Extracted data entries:
--- START ---

Issue #3704, opened 2025-09-08
PA DEP: Add UI for Point Source Analysis


rajadain:
Currently, we show the underlying selected point sources in the Analyze tab without revealing whether we are using the National `ms_pointsource` or DRB `ms_pointsource_drb` dataset:

<img width="1392" height="938" alt="Image" src="https://github.com/user-attachments/assets/74541924-182e-4798-8e26-67ee0b7588ed" />

We should add a dropdown, similar to the land and streams tabs, that lets the user pick which dataset they are using:

<img width="1392" height="938" alt="Image" src="https://github.com/user-attachments/assets/39df4f4e-7839-4090-a636-5232321a6808" />

Once the back-end implementation is complete #3693:

- [ ] Add a drop-down to the Point Sources Analyze tab, using the same components and patterns as the Land and Streams tabs
- [ ] Ensure selecting a different value runs a different analysis
- [ ] Make this a `lazy` analysis, i.e. the non-selected dropdowns will only run on demand, and not by default
- [ ] Add PA to this list of options
- [ ] Ensure that DRB and PA are grayed out if the AoI is outside of those areas

Issue #3702, opened 2025-08-25
PA DEP: Update Recent Weather Eligibility Check


rajadain:
Currently, we use an AoI containment check as a proxy to decide whether or not to allow Recent Weather:

https://github.com/WikiWatershed/model-my-watershed/blob/81c6cae41c59329f60b738a7d967208279066fc1/src/mmw/apps/modeling/models.py#L86-L94

https://github.com/WikiWatershed/model-my-watershed/blob/81c6cae41c59329f60b738a7d967208279066fc1/src/mmw/apps/modeling/views.py#L144-L149

But this is not exact, leading to cases like this, where some natural watersheds that should be modelable are not, not because they don't have recent weather available, but because they are not contained within our boundary checks: https://github.com/WikiWatershed/model-my-watershed/pull/3701#pullrequestreview-3133631664

To alleviate this, we should switch from using an area proxy to testing if recent weather is available for the weather stations selected for a project.

The steps to do this may look like:

- Add a `project` field called `has_recent_weather` 
- Check to see if `project.model_package` is `gwlfe`, and if so,
- Find the nearest weather stations using [`nearest_weather_stations`](https://github.com/WikiWatershed/model-my-watershed/blob/develop/src/mmw/apps/modeling/mapshed/calcs.py#L50),
- Then check the NLDAS bucket to see if there's files there corresponding to the weather station id
- If so, set it to `true`, else `false`
- Remove all references to `in_drwi` and `in_pa` first

Since this check involves database calls, geometry operations, and S3 calls, try to find the most efficient place to do this, so it happens once, not every time.

PR #3708, opened 2025-09-12
Add Point Source Analysis Selector

rachelekm:
## Overview

Updates the Point Sources Analyze tab UI to display a dropdown enabling users to conditionally select different point source analyses to run. Dropdown follows UX of other analysis tab selectors:

- If a user selects an area of interest within the continental US but outside the DRB and PA, the user does not see a dropdown selector the CONUS analysis runs by default
- If user selects an area of interest within the continental US and PA but outside the DRB, the user will see the dropdown selector options for PA and CONUS. The PA analysis will run by default and the CONUS analysis is lazy loaded and will run if selected.
- If user selects an area of interest within the continental US, PA and DRB, the user will see the dropdown selector options for all task options. The DRB analysis will run by default and the PA and CONUS analyses are lazy loaded and will run if selected.

Connects #3704

### Demo
All below screenshots show an area of interest's datasource options dropdown as well as the initial call for analysis path, which includes default datasource option.

AoI within CONUS only:
Screenshot 2025-09-14 at 12 59 35 PM

AoI within PA and CONUS:
Screenshot 2025-09-14 at 12 54 35 PM

AoI within DRB, PA, and CONUS:

Screenshot 2025-09-14 at 12 53 21 PM

AoI within DRB, CONUS, and intersecting PA but not within:
Screenshot 2025-09-14 at 1 51 54 PM

AoI within CONUS, intersecting PA but not within:

Screenshot 2025-09-14 at 1 49 21 PM

### Notes
I noticed in some scenarios the frontend check for perimeters was still allowing PA as an option when there was overlap, causing the request to fail as the backend serializer has a more strict containment method. Commit 5a9a57bc46b3793fceb4fd771033e5b96462ee60 adds a new PA containment check on the frontend that better mirrors the logic of the backend validation. This utility function is separate from `isInPA` so as not to affect weather stations work, although we may want to similarly evaluate how to handle intersecting areas for analysis as as part of #3702.
Screenshot 2025-09-12 at 6 35 58 PM

## Testing Instructions

 * `./scripts/bundle.sh`
 * Spin up app and open dev tools to view network requests
 * Select an area of interest outside of PA and DRB
 * Confirm there is only one point source analysis request called with the path param includes `conus`
 * Confirm point source analysis is successful
 * Confirm the point source analysis dropdown selector is hidden as there is only one option
 * Change area and select an area of interest fully within PA
 * Confirm there is only one point source analysis request called with the path param includes `pa`
 * Confirm point source analysis is successful
 * Confirm the point source analysis dropdown selector is displaying with the options for PA and CONUS
 * Select CONUS option and confirm point source analysis request called with the path param `conus`
 * Confirm point source analysis is successful
 * Change area and select an area of interest fully within DRB
 * Confirm there is only one point source analysis request called with the path param includes `drb`
 * Confirm point source analysis is successful
 * Confirm the point source analysis dropdown selector is displaying with the options for CONUS and PA
 * Select each option and confirm point source analysis request called with their respective path params
 * Confirm each point source analysis is successful
 * Change area and select an area of interest that intersects the PA buffered boundary
 * Confirm PA as an option is ignored and initial point source analysis called with appropriate path param
 * Confirm PA datasource is not an option in the analysis dropdown


src/mmw/js/src/analyze/models.js
```diff
@@ -436,11 +436,31 @@ function createAnalyzeTaskGroupCollection(aoi, wkaoi) {
...
+                    displayName: "Pennsylvania Point Source Data (NPDES)",
+                    area_of_interest: aoi,
+                    wkaoi: wkaoi,
+                    taskName: "analyze/pointsource/pa",
+                    conusOnly: true,
+                    lazy: true
+                },
                 {
                     name: "pointsource",
+                    displayName: "Continental US Point Source Data (NPDES)",
```
rachelekm, line 458: I added these display names but let me know if there's specific text I should use for these labels instead

src/mmw/js/src/analyze/models.js
```diff
@@ -472,15 +492,48 @@ function createAnalyzeTaskGroupCollection(aoi, wkaoi) {
...
+
+                // DRB is the point source analysis default task.
+                // Mark new first task in point source task group
+                // as not lazy so the UI has something to show.
+                if(isPointSource){
+                    if (tg.tasks.length > 0) {
+                        tg.tasks[0].lazy = false;
+                    }
+                }
+
```
rachelekm: Instead of greying out invalid options in an analysis selector dropdown the existing setup is to remove options from the dropdown entirely. I decided to continue with that convention for consistency.

rajadain:
Taking a look now

src/mmw/bundle.sh
```diff
@@ -145,6 +145,7 @@ JS_DEPS=(backbone
          turf-erase
          turf-intersect
          turf-kinks
+         turf-boolean-contains
```
rajadain:
```suggestion
         @turf/boolean-contains
```

src/mmw/js/src/analyze/models.js
rajadain: Let's get these on staging for now, will ask Barry if he'd like to change them.

src/mmw/js/src/analyze/models.js
```diff
@@ -472,15 +492,48 @@ function createAnalyzeTaskGroupCollection(aoi, wkaoi) {
...
+            // Remove task groups with no tasks
+            .filter(function(tg) {
+                return !_.isEmpty(tg.tasks);
+            })
+            .value();
+    }
+
     if (!utils.isInDrb(aoi)) {
         var isDrbTask = function(task) {
             return task.name.startsWith('drb');
```
rajadain: Let's do this, and rename the tasks to be `pointsource_conus`, `pointsource_pa`, and `pointsource_drb`, to follow the pattern of `streams_nhd`, etc.

```suggestion
            return task.name.startsWith('drb') || task.name.endsWith('_drb');
```

rajadain (changes requested):
Great work! This is almost there, and looks pretty good.

The one thing we need changed: PA should never be the default analysis. It should either be DRB if the AoI is within DRB, else CONUS. PA should be available in the dropdown if AoI is within PA, but never the default. This is to maintain parity with Modeling, where the old behavior was DRB or CONUS only, which we will continue for backwards compatibility.

src/mmw/js/src/analyze/models.js
rachelekm: Updated in e5ec7dcf235727f76c53060e2ebf69a7c3f57281

src/mmw/bundle.sh
rachelekm: Fixed in 063d353c173829d42004285d499bafc3a0509681

rachelekm:
Thanks, @rajadain! I implemented the above fixes including ensuring that PA is never the default analysis (the work is in the last commit b5cfbbad3b45f25c206a4285a44ff0b0e465556c). This is all set for another review!
Screenshot 2025-09-16 at 3 52 06 PM
Screenshot 2025-09-16 at 3 59 32 PM

rajadain:
Taking another look

rajadain (approved):
This looks good to me! Nice work getting geo check to match on the front-end. Let's squash the fixups, wait for CI, and merge. The CI failed on a flaky test, should pass next time with no changes.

--- END ---

» Directions for this task: Could you please retype the lines from the start of the data through the line with "Once the back-end", both included, and nothing else?

» Task result:
Issue #3704, opened 2025-09-08
PA DEP: Add UI for Point Source Analysis


rajadain:
Currently, we show the underlying selected point sources in the Analyze tab without revealing whether we are using the National `ms_pointsource` or DRB `ms_pointsource_drb` dataset:

<img width="1392" height="938" alt="Image" src="https://github.com/user-attachments/assets/74541924-182e-4798-8e26-67ee0b7588ed" />

We should add a dropdown, similar to the land and streams tabs, that lets the user pick which dataset they are using:

<img width="1392" height="938" alt="Image" src="https://github.com/user-attachments/assets/39df4f4e-7839-4090-a636-5232321a6808" />

Once the back-end implementation is complete #3693:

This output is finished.